My issues with MS and disabled toilets
This was the ‘80s and I was a ‘normal-looking’ young man who was newly diagnosed with MS. Just using a disabled toilet seemed like a “look at me, look at me” moment.
Until I recently started blogging about it, my MS wasn’t something I wanted to broadcast. But back then, crossing over the threshold of the blue cubicle doorway, meant I was doing just that. In truth I was filled with fear that as an ordinary-looking person I would have to explain myself if I was challenged.
Using a disabled toilet was daunting
I write this now because of the current invisible illness awareness campaigns that are trying to make life better for the disabled community.
However, back in the ‘80s, if you weren’t in a wheelchair or felt well enough not to use a stick, then using the facilities was a far more daunting affair than it is today.
Or, maybe not.
MS and bladder problems
Last year I went to the theatre but given the activity of a bladder that’s totally owned by MS, I had to use the disabled lavatory in the foyer.
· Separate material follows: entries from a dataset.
PR #1144, opened 2015-03-03
Simplify build system

j0k3r:
Instead of launching the tests suite using:

```
ant -f app/build.xml prepare && phpunit -c app
```

It will be more simple:
```
ant prepare && phpunit
```


nicosomb:
:+1:

PR #1165, opened 2015-03-28
Prefix table

### LINKED ISSUE #799: Prefix for database
Contrary to v1, we must give availability to wallabag users to create tables with prefix. 

This issue concerns only mysql and postgres storage.

j0k3r:
Will fix #799 

Of course, after merging this, you will need to clear your caches and drop then recreate your database schema.

I finally went with naming strategy solution from Doctrine instead of using a listener.
See http://doctrine-orm.readthedocs.org/en/latest/reference/namingstrategy.html

### DIFF
--- a/app/config/config.yml
+++ b/app/config/config.yml
@@ -75,7 +75,10 @@ doctrine:
 
     orm:
         auto_generate_proxy_classes: "%kernel.debug%"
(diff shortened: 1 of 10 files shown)


nicosomb:
Need to try it, but this feature is nice ! Thank you.

PR #1166, opened 2015-03-28
Add RSS feeds

### LINKED ISSUE #1000: RSS Enhancements

j0k3r:
By default, items in each feeds are limited to 50. User can change this value in the config page. This will fix #1000.

I've re-added the token system (I put it in a `Tools/Utils` class), which can also be regenerated (todo: make an ajax call).
Url are like that: `http://wallabag.io/j0k3r/0jlmUxAVZqmc26P/unread.xml`

I've added a ParamConverter to check if the username and the token in the url are good.

I've also added an `@Assert\Range` on `itemPerPage` & `rssLimit` to be sure it's a number. So the validation works on the form too. I've put a kind of random number as max value: 100.000.

Regarding the `InstallCommand` tests, they are god damn too long to execute because it launch external commands (mostly related to doctrine).

So I've added a PHPUnit @group (`command-doctrine`) so that we can avoid launching them on a regular basis, like that:

```
phpunit --exclude-group command-doctrine
```

And I've update travis to run PHPUnit like that for the moment. Launching `phpunit` will still work, but it's longer. The downside is that the `InstallCommand` is less tested using `--exclude-group`

### DIFF
--- a/src/Wallabag/CoreBundle/Resources/views/Entry/entries.xml.twig
+++ b/src/Wallabag/CoreBundle/Resources/views/Entry/entries.xml.twig
@@ -1,0 +1,34 @@
+<?xml version="1.0" encoding="utf-8"?>
+<rss version="2.0" xmlns:content="http://purl.org/rss/1.0/modules/content/" xmlns:dc="http://purl.org/dc/elements/1.1/" xmlns:media="http://search.yahoo.com/mrss/">
+    <channel>
+        <title>wallabag — {{type}} feed</title>
+        <link>{{ url('unread') }}</link>
+        <pubDate>{{ "now"|date('D, d M Y H:i:s') }}</pubDate>
+        <generator>wallabag</generator>
+        <description>wallabag {{type}} elements</description>
+
+        {% for entry in entries %}
+
+            <item>
+                <title><![CDATA[{{ entry.title }}]]></title>
+                <source url="{{ url('view', { 'id': entry.id }) }}">wallabag</source>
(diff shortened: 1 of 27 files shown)


src/Wallabag/CoreBundle/Resources/views/Entry/entries.xml.twig
```diff
@@ -0,0 +1,34 @@
...
+                <pubDate>{{ entry.createdAt|date('D, d M Y H:i:s') }}</pubDate>
+                <description>
+                    <![CDATA[
+                    {%- if entry.content| readingTime > 0 -%}
+                        {% trans %}estimated reading time :{% endtrans %} {{ entry.content| readingTime }} min
+                    {%- else -%}
+                        {% trans %}estimated reading time :{% endtrans %} &lt; 1 min
+                    {%- endif %}
+
+                    {{ entry.content -}}
```
nicosomb: `entry.content|raw` maybe?

j0k3r: To keep html content? Well I've encaplusated the content inside a CDATA to avoid problem.
But yes, I need to test with raw.

nicosomb: I tryied, and I think it doesn't work.

PR #1174, opened 2015-04-01
Docker

jrottenberg:
Docker support :
Run in sqlite mode by default
Support for mysql, at run time mount your config if you have one

See https://github.com/wallabag/wallabag/pull/1115 for full history.

Test with :
    
       docker build -t wallabag .
       docker run -it -p 8080:80 wallabag
       open http://docker_host:8080

### DIFF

Although being a disabled toilet patron does allow for a lot more freedom these days, sadly not all attitudes have moved with the times.
On this occasion I’d left my stick with my wife who was waiting for me on the other side of the loo. As I opened the door to exit, I was faced by a woman who, the moment she clapped her eyes on me, had a face like she was chewing a wasp.
“I had the audacity to look normal”
She looked me up and down, then loudly and angrily began to remonstrate with me for having the audacity to look normal and be where I shouldn’t. This in turn led me to cry out, “I’ve got special needs!”
I don’t know where that primal scream came from, as I never say things like that. Even as I write I still can’t believe I said it. But it happened. Her face was a picture and for that it was worth my own humiliation at the expense of hers.
Thankfully my wife quickly came and rescued me before I blurted anything else out. I thought she was going to have a stern word with me for making a fool of myself, but she never did. She was too busy trying to suppress her laughter about my outburst against someone who, in this day and age, should really have known better.